Obviuosly when you use deduction in something you can not comrehend the answer is always no.

I’m not quite sure what that means…

What are you working so hard for if there is nothing in the future to look forward too?

A friend of mine once said that life is like food. Just because it’s gone when the meal is over doesn’t mean it wasn’t tasty while it lasted. I enjoy being alive - very much - though as I’ve previously admitted, deep questions regarding the meaning of life are questions for which I have no answer (incidentally, I’m reading a book by David Brink on moral realism vs anti-realism that bears strongly on this sort of issue; maybe I’ll have more to say when I’m done with that).

And as for humor, I probably know more Catholic jokes than years you are old! And I still find them funny! :smiley:

Indeed; a sense of humor is always a good thing. If you can’t laugh at yourself, what have you got?


#17

[quote=EnterTheBowser]I can hardly reasonably deny that there are some atheists that are unreasonable in their position. I mean, I could try for some “no true Scotsman” position, but I bet I’d get called on that one. But if we’re having a thread on the issue, it might be nice to see some evidence of the phenomenon you’re describing.
[/quote]

Well, I’m not just thinking of atheists alone here, as I wrote in my OP. Anyone can remain fixed in a position, telling him/herself that they are being reasonable when they are doing nothing of the kind. I’m also speaking from several encounters, not necessarily those on this board at this time (besides, it would be unfair of me to drag anyone by name into the conversation). I’m sure we’ve all seen those who simply will not accept any evidence that may disallow what they want/don’t want to believe–a failing of human nature that isn’t always a matter of character, so no one can judge.

As to the evidence from nature, I see beauty, organization, “programming” in everything. It’s like the universe was and is still being programmed by Someone who has a goal in mind and a reason for everything that we can only understand if we believe that all is for our ultimate good.

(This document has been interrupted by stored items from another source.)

PR #15, opened 2021-02-19
add doc to capture assumptions about token usage

SimonFrost-Arm:


docs/Token_Assumptions.md
```diff
@@ -0,0 +1,21 @@
+_Attestation Token use cases & assumptions_
```
thomas-fossati, line 1:
```suggestion
## Attestation Token use cases & assumptions
```

thomas-fossati, line 1: general comment: should we align to RATS glossary and call the attestation token "Evidence" instead?

docs/Token_Assumptions.md
```diff
@@ -0,0 +1,21 @@
...
+The following captures what is assumed about the nature of the attestation tokens received for verification.
+
+A token is presented as a single 'blob' (byte stream).
+
+Tokens are presented individually. If a batch mode submission is required, that is the responsibility of an API tier.
```
thomas-fossati, line 6:
```suggestion
Tokens are presented individually. If a batch mode submission is required, it is the responsibility of an API tier to pass them for verification one by one.
```

docs/Token_Assumptions.md
```diff
@@ -0,0 +1,21 @@
...
+
+Encoding in transit is the responsibility of the API tier, the verification pipeline works on a byte stream.
```
thomas-fossati, line 8: It'd be nice if we say what kind of encoding are we talking about here?  My guess is any kind of lossless compression (e.g., what is described by HTTP's `Content-Encoding` header) but you may have another thing in mind?

docs/Token_Assumptions.md
```diff
@@ -0,0 +1,21 @@
...
+
+The verification pipeline will receive some context information which will indicate or help to deduce the nature of the token and hence which plugins will be needed in the verification pipeline. In a dedicated deployment this may be hardwired, in an environment supporting multiple token types, this is likely to come from the API tier.
+
+A token may have an encrypted body. Assuming the correct decryption key is available, the body will be decrypted and then passed into the pipeline in the same manner as an unencrypted token.
```
thomas-fossati, line 12: I think the fact that the token was encrypted should be passed on to the verification step because this may be relevant to the verification policy.  (E.g., for privacy considerations)

docs/Token_Assumptions.md
```diff
@@ -0,0 +1,21 @@
...
+
+A presented token blob may actually contain multiple tokens, each of which will be handled e.g. deserialised and have signing checked, independently such that an aggregation of all evidence contained is extracted and presented for appraisal
```
thomas-fossati, line 14:
```suggestion
A presented token blob may actually contain multiple tokens, each of which will be handled - e.g., deserialised and have signing checked - independently such that an aggregation of all evidence contained is extracted and presented for appraisal
```

docs/Token_Assumptions.md
```diff
@@ -0,0 +1,21 @@
...
+
+Multiple token models include both concatenation (e.g a chain of certs packaged serially) or embedded (e.g. the value of a claim within one token may be a serialised independent token)
```
thomas-fossati, line 16:
```suggestion
Bundled token models include both concatenation (e.g a chain of certs packaged serially) and nesting (e.g. the value of a claim within one token may be a serialised independent token)
```

docs/Token_Assumptions.md
```diff
@@ -0,0 +1,21 @@
...
+
+The set of endorsements / reference values required to appraise the evidence in a token is assumed to have been provisioned to the verifier service prior to the token being presented. i.e. the verifier cannot distinguish between a bad value in a claim and a 'missing' value.
```
thomas-fossati, line 18: There may be use cases where the endorsement is independently signed and inlined in the token.

docs/Token_Assumptions.md
```diff
@@ -0,0 +1,21 @@
...
+Encoding in transit is the responsibility of the API tier, the verification pipeline works on a byte stream.
+
+The verification pipeline will receive some context information which will indicate or help to deduce the nature of the token and hence which plugins will be needed in the verification pipeline. In a dedicated deployment this may be hardwired, in an environment supporting multiple token types, this is likely to come from the API tier.
+
+A token may have an encrypted body. Assuming the correct decryption key is available, the body will be decrypted and then passed into the pipeline in the same manner as an unencrypted token.
+
+A presented token blob may actually contain multiple tokens, each of which will be handled e.g. deserialised and have signing checked, independently such that an aggregation of all evidence contained is extracted and presented for appraisal
+
+Multiple token models include both concatenation (e.g a chain of certs packaged serially) or embedded (e.g. the value of a claim within one token may be a serialised independent token)
+
```
thomas-fossati, line 17: I don't understand this bit of the sentence: "i.e. the verifier cannot distinguish between a bad value in a claim and a 'missing' value."

docs/Token_Assumptions.md
```diff
@@ -0,0 +1,21 @@
...
+The set of endorsements / reference values required to appraise the evidence in a token is assumed to have been provisioned to the verifier service prior to the token being presented. i.e. the verifier cannot distinguish between a bad value in a claim and a 'missing' value.
+
+The exception to the above might be where the R.V. is held in an external service which the verifier must consult. In this case, the prior rule applies to that external service.
```
thomas-fossati, line 20:
```suggestion
The exception to the above might be where the endorsement / reference values are held in an external service which the verifier must consult. In this case, the prior rule applies to that external service.
```

docs/Token_Assumptions.md
SimonFrost-Arm: I think I'd prefer to leave it this way as I think it's more approachable for someone new to the area.

docs/Token_Assumptions.md
SimonFrost-Arm: I deliberately generalised because the API call could be in all kinds of context e.g. local API call rather than via REST

docs/Token_Assumptions.md
SimonFrost-Arm: Agree that noting it was encrypted is a useful piece of state, but I wanted to capture that encrypted tokens are supported and that decrypting them is seen as a separate operation.

docs/Token_Assumptions.md
SimonFrost-Arm: Good point, I'll refresh

docs/Token_Assumptions.md
SimonFrost-Arm: I was trying to underline the nature of the workflow: we assume that there isn't a 'live' connection between the use of the attested environment and the supply chain values that match that environment. Thus if the verifier does not find a RV match, there could be two explanations: bad value or missing RV, it's not within the verifier scope to distinguish the two.

docs/Token_Assumptions.md
SimonFrost-Arm: Would there be a scenario where endorsements (using strict definition) would be subject to a live lookup? Seems a bit delicate given the extra checking required.

docs/Token_Assumptions.md
SimonFrost-Arm: Done

docs/Token_Assumptions.md
thomas-fossati: I think this depends on the API exposed by the Endorser.  But we don't make any assumption in the Verifier: in fact, the Endorser is masked by a couple of interfaces (one to the endorsement "store", the other to the trust anchor "store") and the related plugins could do a lot of crazy stuff to collect the ref-values that we don't really care about :)

docs/Token_Assumptions.md
```diff
@@ -0,0 +1,20 @@
...
+
+Encoding in transit is the responsibility of the API tier, the verification pipeline works on a byte stream.
+
+The verification pipeline will receive some context information which will indicate or help to deduce the nature of the token and hence which plugins will be needed in the verification pipeline. In a dedicated deployment this may be hardwired, in an environment supporting multiple token types, this is likely to come from the API tier.
+
+A token may have an encrypted body. Assuming the correct decryption key is available, the body will be decrypted and then passed into the pipeline in the same manner as an unencrypted token.
+
+A presented token blob may actually contain multiple tokens, each of which will be handled - e.g., deserialised and have signing checked - independently such that an aggregation of all evidence contained is extracted and presented for appraisal
+
+Bundled token models include both concatenation (e.g a chain of certs packaged serially) and nesting (e.g. the value of a claim within one token may be a serialised independent token)
```
thomas-fossati, line 16:
```suggestion
Bundled token models include both concatenation (e.g., a chain of certs packaged serially) and nesting (e.g., the value of a claim within one token may be a serialised independent token)
```

docs/Token_Assumptions.md
```diff
@@ -0,0 +1,20 @@
...
+
+The set of endorsements / reference values required to appraise the evidence in a token is assumed to have been provisioned to the verifier service prior to the token being presented. i.e. the verifier cannot distinguish between a bad value in a claim and a 'missing' value. The only exception to this is if an endorsement is included inline within the token and independently verifiable.
```
thomas-fossati, line 18:
```suggestion
The set of endorsements / reference values required to appraise the evidence in a token is assumed to have been provisioned to the verifier service prior to the token being presented. I.e., the verifier cannot distinguish between a bad value in a claim and a 'missing' value. The only exception to this is if an endorsement is included inline within the token and independently verifiable.
```

docs/Token_Assumptions.md
thomas-fossati: OK, thanks.  Now I get the intent.  I'm worried that making this explicit in this context may baffle the simple minds (like myself!) without adding real substance to what we are trying to say?

SimonFrost-Arm: Don't want to confuse so will remove this sentence

thomas-fossati (approved):
thanks for addressing my comments!

docs/Token_Assumptions.md
SimonFrost-Arm: removed to calm cerebral squalls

It takes a bit of faith to come to that conclusion, but there is no real evidence against this conclusion.

You see, I start out with the knowledge that belief is a good thing in and of itself, like rejoicing at the birth of a child even though he may turn out to be a serial killer or looking upon the passing of a saint as a good to be thankful for, knowing that someone has gone before us who believed in and lived according to the virtues faith, hope, and charity.

To doubt out of some principle known only to the doubter seems rather close-minded to me or rather not fair-minded. If we take in all there is and look at it as a cohesive whole, I believe that takes us to belief in God. Not because that will make us happy, but merely because that is the way it is.


#18

EnterBowser- I believe that faith goes *beyond * reason; which doesn’t necessarily make it *contrary * to reason. Does that seem unreasonable to you?


#19

So, in agreement with your sizing up of the problem, how can we reach these people?

I’m tempted to say, “What we are doing here.” And by that I would mean to say–we are doing what we can as we speak.

We are giving them a chance to voice their concerns and needs as we attempt to answer them, all the while praying, as Daniel so rightly suggests, for the guidance of the Holy Spirit and for the grace to speak the truth in love.

We must be patient, kind, and understanding with everyone, of course, but most especially with those who, for one reason or another, feel they must hang onto what they want/don’t want to believe in the very teeth of overwhelming evidence to the contrary.


#20

Della-

I’ve used this analogy before; does this make sense to you?

It’s completely contrary to reason that an anarexic woman can believe they’re too fat. You can show them a mirror. You can give them facts that they’re dying. Loved ones in tears can beg them to eat. But they will not change. Something inside of them honestly believes they’re overweight; and nothing in heaven or on earth can change an individual spirit’s decision to believe something.

That decision comes *before * our reasoning. It comes deep down in our emotions/spirit/soul.